Supported by Grants from the National Natural Science Foundation of China No. 30872923 and the Peking University People’s Hospital Research and Development Fund No. RDB2007-47, No. RDK2008-01 and No. RDB2011-25
Correspondence to: Jin Gu, MD, Key Laboratory of Carcinogenesis and Translational Research (Ministry of Education), Department of Colorectal Surgery, Peking University Cancer Hospital and Institute, 52 Fucheng Road, Haidian District, Beijing 100142, China. zlgujin@126.com
Telephone: +86-10-88196086 Fax: +86-10-88196086
Received: June 11, 2014
Revised: July 9, 2014
Accepted: August 13, 2014
Published online: November 21, 2014
Processing time: 161 Days and 23.4 Hours
Abstract

AIM: To examine the correlation of phosphatidylinositol 3-kinase (PIK3) CB expression with preoperative radiotherapy response in patients with stage II/III rectal adenocarcinoma.

METHODS: PIK3CB immunoexpression was retrospectively assessed in pretreatment biopsies from 208 patients with clinical stage II/III rectal adenocarcinoma, who underwent radical surgery after 30-Gy/10-fraction preoperative radiotherapy. The relation between PIK3CB expression and tumor regression grade, clinicopathological characteristics, and survival time was statistically analyzed. Western blotting and in vitro clonogenic formation assay were used to detect PIK3CB expression in four colorectal cancer cell lines (HCT116, HT29, LoVo, and LS174T) treated with 6-Gy ionizing radiation. Pharmacological assays were used to evaluate the therapeutic relevance of TGX-221 (a PIK3CB-specific inhibitor) in the four colorectal cancer cell lines.
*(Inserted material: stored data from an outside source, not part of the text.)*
PR #65, opened 2023-01-12
Named expression node in join/where

dmfay:
This names `expression` fields in join-on and where `_expression`s so the root of a predicate tree has a consistent named field node. It does _not_ do this for expressions in the select, order, or assignment lists, or other places expressions can appear. That's something we might want to think about considering how `expression` is used in e.g. the SQLite grammar.

There was a fair bit of fallout from this, and some of it I don't entirely understand. Specifically, `table_reference`s following `from` suddenly wanted their nested `identifier`s to be `name:`d (cf `Parameterized Queries` tests); ditto `term`s in `select_expression`s (cf `Having with count function`). I think these may have been knock-on effects of the other big change I had to make here -- creating a no-op `operator` node as an alias target within `binary_expression`.

I did this because I noticed multi-keyword operations such as `is not distinct from` were, now that join and where expressions had become fields, resolving as multiple operators: `operator: (keyword_is) operator: (keyword_not) operator: (keyword_distinct)....`. Anonymous nodes wouldn't solve the problem since the tree generator passes directly through to their multiple children; so instead I aliased them all to `operator`s, saving only the connective and disjunctive keywords. I think it's more consistent overall.


test/corpus/expressions.txt
```diff
@@ -503,33 +513,36 @@ WHERE
...
                 right: (literal))
               operator: (keyword_and)
               right: (binary_expression
                 left: (field
                   name: (identifier))
-                operator: (keyword_not)
-                operator: (keyword_like)
+                operator: (operator
+                  (keyword_not)
+                  (keyword_like))
```
dmfay, line 530: this is another remaining weirdness: the `like` is resolved to an `(operator)` while `not like` is `(operator (keyword_not) (keyword_like))` (and you can see the `similar to` operations below behaving....similarly).

Replacing this line:
```
[$._not_like, 'pattern_matching'],
```
with
```
[seq($.keyword_not, $.keyword_like), 'pattern_matching'],
```
results in `not like` also resolving to an opaque `(operator)`. Should we try to prefer surfacing the keywords?

dmfay: I posit: yes, and it turned out to be pretty manageable at a second look -- even brought the total state count down by a few dozen in spite of introducing a few more node types!

DerekStride:
> the root of a predicate tree has a consistent named field node. It does not do this for expressions in the select, order, or assignment lists, or other places expressions can appear.

I think I'd prefer the field name of predicate over expression. It's more descriptive and indicative that the value will be coerced into a boolean.

> Specifically, table_references following from suddenly wanted their nested identifiers to be name:d (cf Parameterized Queries tests)

I think this is a behaviour from the `tree-sitter-cli` if the testcase doesn't include any field names then it's happy to ignore them. If the testcase specifies some field names then it seems to enter a "strict" mode.

>  did this because I noticed multi-keyword operations such as is not distinct from were, now that join and where expressions had become fields, resolving as multiple operators

This was actually an existing issue, see https://github.com/DerekStride/tree-sitter-sql/blob/3647b9f5b937269f43ac6e4b6ebcb6f52e033c17/test/corpus/expressions.txt#L525-L526

I think I'd prefer using dedicated named nodes instead of aliasing them all to an operator node with anonymous nodes. e.g. using `$.not_distinct_from` instead of `alias($._not_distinct_from, $.operator)`.

I've encapsulated the suggested changes in #66.

dmfay:
I did a little bit of precedence tweaking and brought `keyword_is` up to a named node -- if you're all good with that we can land it.

DerekStride (approved):

PR #66, opened 2023-01-12
Suggestions

DerekStride:
See https://github.com/DerekStride/tree-sitter-sql/pull/65 for discussion


dmfay (approved):
yeah I'm on board with all of this!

RESULTS: Immunohistochemical staining indicated that PIK3CB was more abundant in rectal adenocarcinoma tissues with poor response to preoperative radiotherapy. High expression of PIK3CB was closely correlated with tumor height (P < 0.05), ypT stage (P < 0.05), and high-degree tumor regression grade (P < 0.001). High expression of PIK3CB was a potential prognostic factor for local recurrence-free survival (P < 0.05) and metastasis-free survival (P < 0.05). High expression of PIK3CB was also associated with poor therapeutic response and adverse outcomes in rectal adenocarcinoma patients treated with 30-Gy/10-fraction preoperative radiotherapy. In vitro, PIK3CB expression was upregulated in all four colorectal cancer cell lines concurrently treated with 6-Gy ionizing radiation, and the PIK3CB-specific inhibitor TGX-221 effectively inhibited the clonogenic formation of these four colorectal cancer cell lines.

CONCLUSION: PIK3CB is critically involved in response to preoperative radiotherapy and may serve as a novel target for therapeutic intervention.

Keywords: Phosphatidylinositol 3-kinase CB; Tumor regression grade; ypT stage; Disease-free survival; Therapeutic target; Rectal cancer; Preoperative radiotherapy

Core tip: The response of rectal cancer cells to preoperative radiotherapy may be related to the dysregulation of phosphatidylinositol 3-kinase (PI3K) signaling molecules, in particular high expression of PIK3CB. Therefore, we evaluated whether PIK3CB upregulation was involved in poor response to preoperative radiotherapy in patients with rectal adenocarcinoma. We found that high expression of PIK3CB was indeed involved in poor response to preoperative radiotherapy, as well as being associated with adverse outcomes in rectal adenocarcinoma patients treated with 30-Gy/10-fraction preoperative radiotherapy. Using TGX-221 (PIK3CB-specific inhibitor), we showed that inhibition of PIK3CB expression enhanced the response of colorectal cancer cell lines to radiotherapy.